ACTIVITY: Using the listing below, please gather every line containing the word "array".

RECORDS FOR PROCESSING:
PR #1073, opened 2016-04-04
Fix Type->deleteByQuery throwing fatal error for array queries

### LINKED ISSUE #1072: Type->deleteByQuery throws fatal error.
Similar to #1049, Type->deleteByQuery also throws `Call to a member function toArray() on a non-object` since $query->getQuery() returns array.

anandnalya:
Fixes #1072.


ruflin:
Merged. Thanks a lot for the contribution.

PR #1081, opened 2016-04-28
Fix bad _log call

merk:
Missed removing $response from one of the _log calls.


ruflin:
@merk Looks like travis is still working here :-) Will be online again in a few hours.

WRITTEN SOLUTION:
Fix Type->deleteByQuery throwing fatal error for array queries
Similar to #1049, Type->deleteByQuery also throws `Call to a member function toArray() on a non-object` since $query->getQuery() returns array.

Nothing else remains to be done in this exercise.